Sementara itu, Direktur Event Daerah Kemenparektaf RI Reza Fahlevi mengungkapkan jika penyelenggaraan event menjadi salah satu media promosi paling efektif untuk mempromosikan suatu daerah.

"Kita sudah melihat di NTB sudah terbukti dengan bagaimana Mandalika menjadi kelas dunia dan membuat Lombok mendunia,"ucap Reza.

"Dan hari ini Perang Topat menjadi event yang dikemas dengan baik. Berangkat dari seni tradisi turun temurun yang menjadi unique selling point event ini sehingga event ini bernilai tinggi," lanjutnya.

Sementara itu PJ Gubernur mengatakan jika momen Perang Topat ini bisa djadikan sebagai moment silaturahmi sehingga perlu untuk terus dilestarikan.

"Kemaliq dan pura lingsar ini juga adalah sebuah pelajaran tentang toleransi, sehingga Pujawali dan Perang Topat ini bukan hanya sebagai ritual tahunan tetapi sebagai momentum kita mengecas spirit toleransi yg sangat dibutuhan didalam kita mengisi pembangunan baik di daerah maupun nasional," cetusnya.

Sementara itu Kadispar Lobar HM Fajar Taufik mengatakan jika masuknya Event Perang Topat ke KEN diharapkan mampu menggaungkan event ini lebih luas lagi.

"Ini untuk pertama kali Petang Topat masuk dalam Karisma Event Nusantara (KEN). Jadi pemerintah pusat juga terlibat dalam penyelenggaraannya, oleh karena itu kita berharap event ini bisa menggaung lebih luas lagi sehingga penyelenggaraan di tahun-tahun berikutnya bisa mengundang lebih banyak wisatawan lagi," ucapnya.

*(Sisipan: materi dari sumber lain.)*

Issue #311, opened 2020-05-11
test coverage: pybats


jtniehof:
There's a lot to try and nail down, so I'm not going to go looking at everything, and I know a lot of this is hit by the plotting issue. But coverage by module, excluding those over 80%:
init: 70%
bats: 39%
batsmath: 64%
gitm: 18%
qotree: 62%
ram: 9%
rim: 32%
trace2d: 17%

jtniehof:
I am self-assigning for trace2d (and I might be able to do a little something with ram.) Otherwise it's up to @spacecataz .

spacecataz:
I'll work on this progressively as I go; lots of tests to add, of course.
A lot of ram stuff is contingent on @drsteve's push updating that module as that PR makes quite a bit of changes.

drsteve:
That was merged already (#271)... but yes. Although I believe that PR also added some testing (not much, but some).

jtniehof:
Looks like pwom is completely untested

PR #359, opened 2020-06-23
Automatically read poorly formatted RIM files

spacecataz:
Small push to add flexibility to reading of RIM files.  On some systems, RIM produces output with line breaks in the middle of records.  While this could previously be addressed using the spacepy.pybats.rim.fix_format() function, this PR improves the Iono object so that it will now read such files without requiring a call to fix_format.

fix_format() now comes with a deprecation warning.

New tests for RIM have been added to exercise this new functionality as well as other previously untested features, partially addressing #311.

Small indentation change in pybats.__init__.LogFile to push reassignment of array outside loop.

- [x ] Pull request has descriptive title
- [ x] Pull request gives overview of changes
- [x ] New code has inline comments where necessary
- [x ] New features and bug fixes should have unit tests


jtniehof:
I don't have the mental bandwidth to really dig in today, but a couple of things that I noticed off the top:

Usually the import should be at the top of the file rather than in a function; we don't do that in a few places where it's importing a soft dependency that's only needed for that function. `os` and `warnings` generally should be present...we haven't reached the point of adopting a style and scrubbing everything for it, but should probably try to follow [PEP 8](https://www.python.org/dev/peps/pep-0008/#imports) for new code in the meantime.

Also take a look at the [whitespace](https://www.python.org/dev/peps/pep-0008/#whitespace-in-expressions-and-statements) stuff while you're at PEP 8; some of the new stuff is oddly spaced.

The docstring should mark the deprecation; since we're using numpydoc it really doesn't work well unless we follow [their standard](https://numpydoc.readthedocs.io/en/latest/format.html#sections). But wait! You can get the warning and the docstring fixup for free with `spacepy.deprecated`, and if you merge #376 it gets even cooler.

spacecataz:
Made changes per @jtniehof's comments. 
I don't think this one requires any update to the changelog.

jtniehof:
I think deprecating a function probably does merit a CHANGELOG entry so people are aware before calling it (or if it's called in a script where they don't check the output.)

jtniehof:
One other thing. The PyHC [standards](https://github.com/heliophysicsPy/standards/blob/master/standards.md), which we're trying to follow at least in spirit, discourage binaries in the repo if avoidable. They can disappear in diffs and if they change, they tend to actually take up more space than text files.

It's not completely avoidable--I can't think of a reasonable way to test pycdf without some CDFs in there, for instance--but we might want to consider ungzipping the test files (and then gzip them to a tempdir if necessary to test the gzip reading). It won't take up any more space, as the repository gets compressed and the release tarball is also compressed. I don't think it needs to be a blocker on this PR, either; it might be better handled by doing a scrub for binaries in the future.

PR #361, opened 2020-06-24
Various enhancements to pycdf.istp compliance checks

jtniehof:
This...grew.

Initially the concern was that the check for data in the file being within VALIDMIN/VALIDMAX threw an exception when the FILLVAL was of the wrong type. (I was testing a file that had a string for FILLVAL in a numeric variable....don't ask.) So as a result:

- VariableChecks.validrange now will complete with a bad FILLVAL rather than throwing exception.
- New VariableChecks.fillval to see if there _is_ a valid FILLVAL. This sort of duplicates funtionality in the existing NASA ISTP checks, but I think it's important because otherwise the validrange checks (which it can't do) won't necessarily return reasonable values.
- Suppressed some CDF warnings in the tests while I was here.
- Noticed FileChecks.depends didn't end a sentence with a period, so took care of that
- Got sick of manually adding every check to the `all` method, so automated that.
- That made it possible to subclass and add new methods, which made it possible to test the kwarg of `all` to catch exceptions in subtests. The test, of course, failed, so now it's fixed. The idea here is that if you're running _all_ tests on a file you probaby want a list of failures of things that could be checked and a statement that one of the tests completely blew up, rather than just a bare traceback of the one that blew up--often some of the tests that completed but failed are the reason for the test blowing up, and fixing those would fix the problem.

One simple fix that turned into a bunch of quality-of-life improvements in this corner of code.

### DIFF
--- a/CHANGELOG
+++ b/CHANGELOG
@@ -24,6 +24,7 @@ pycdf
    another variable
  - istp.VariableChecks adds check for VALID/SCALE MIN/MAX Entry types
  - istp.VariableChecks adds check for DELTA attributes
+ - istp.VariableChecks adds check for FILLVAL
  - istp.VariableChecks and FileChecks add check for empty attribute Entries
  - istp.VarBundle class to copy variables, slices, and depends between CDFs
  - istp.nanfill function to replace fill values with NaN
--- a/spacepy/pycdf/istp.py
+++ b/spacepy/pycdf/istp.py
@@ -130,7 +130,7 @@ class VariableChecks(object):
             except:
                 if catch:
                     errors.append('Test {} did not complete.'.format(
-                        f.__name__))
+                        func.__name__))
                 else:
                     raise
         return errors
@@ -687,7 +687,7 @@ class FileChecks(object):
             except:
                 if catch:
                     errors.append('Test {} did not complete.'.format(
-                        f.__name__))
+                        func.__name__))
                 else:
                     raise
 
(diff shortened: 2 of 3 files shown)


jtniehof:
The file I was working with still has more issues that cause less-than-helpful reports out, so I'll probably be doing some more work in here. Making draft for now.

jtniehof:
All done..basically added more cases of handling when SCALEMIN/SCALEMAX/VALIDMIN/VALIDMAX weren't values that were comparable with the data, similar to the handling of FILLVAL in 8317741.

jtniehof:
Well, I _think_ I'm done now, but I thought that before.....

jtniehof:
One weirdness I should note: isclose requires numpy 1.7 (!) I sort of backed us into a corner by saying both we'll bump the minor version of SpacePy if we bump dependencies, and that 0.3.0 is where we drop the Python 2 binary support. So I need an ugly workaround to keep 1.6 compatibility but will drop that in 0.3.0 and we can bump to 1.7.

balarsen:
There are conflicts in here. I am afraid of screwing something up here...

balarsen:
@jtniehof I am happy with this if you can sort the conflicts.

jtniehof:
Hmmm. Weird, because it wasn't showing conflicts before. That'll mean it has to wait until the build works again, so I'll fix up the rebase then.

balarsen:
See #381

jtniehof:
This should pass once #389 is merged.

balarsen:
I don't see a way to make Travis go again, @drsteve did this before as I recall.

jtniehof:
Yeah, looks like despite what it says, it doesn't merge master before trying the build. I did another rebase which should hopefully do it. I'll see what I can do about #385.

jtniehof:
Clearly I screwed up the rebase on this and I'm not going to try to push it through tonight....tomorrow....

PR #369, opened 2020-07-02
Convert between quaternions and rotation matrices

jtniehof:
This PR adds two functions to `toolbox`: `quaternionFromMatrix` and `quaternionToMatrix`. This permits conversion between the two representations of rotations. My use case is that I'm winding up in situations where I'm getting information in rotation matrices and would really have quaternions.

`quaternionFromMatrix` is a bit of a funny name; I'd ordinarily name it `matrixToQuaternion` but all the other quaternion functions start with `quaternion` so this seemed to make sense.


jtniehof:
Will have more thoughts tomorrow, but one thing affecting the round-trip is the sign ambiguity on the quaternion. If you've got a good idea for how to handle that, it would make things a little more deterministic and ease the round-trip testing. I've noticed a tendency when convering a sequence of rotation matrices to flip-flop (wild guess: probably eigenvectors with eigenvalues of 0.998 and 0.999 and the sense of the eigenvector with the maximum eigenvalue flops back and forth.) What I'm doing right now in my application is post-processing the output and if the real component of the nth quaternion plus the real component of the (n-1)th is near zero (i.e. simliar magnitude, opposite direction) and the dot product of the imaginary components of n and n-1 < -0.9 (i.e. axis of rotation reversed), I flip the sign of the nth. I could apply similar postprocessing. I could also always prefer the positive real component, but that would force an axis flip at some point in a sequence which would (presumably) screw up interpolation. So if you've got thoughts on that, all ears!

drsteve:
I think we can assume that it doesn't matter whether we return (i, j, k, w) or (-i, -j, -k, -w). For round-trip testing purposes we should probably treat them as identical and I can't see why particular, well-behaved cases shouldn't give repeatable round-trips. I think the method implemented does lend itself more to different signs in answers because of the eigenvalue approach, but that's not a problem.

Tracking sign and handling is probably useful if we also implement a SLERP (and I'd do that inside the SLERP), but I think we don't need to worry here.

Hal yang perlu diperhatikan juga menurut Taufik adalah output dari event ini yang bermuara pada pertumbuhan ekonomi masyarakat.

"Dengan adanya pentas seni pelaku seni atau seniman kita bisa terfasilitasi, dengan banyaknya kunjungan, para pelaku UMKM kita panen hasil disamping itu dengan adanya atraksi-atraksi menarik selama event, dengan itu masyarakat bisa terhibur," pungkasnya.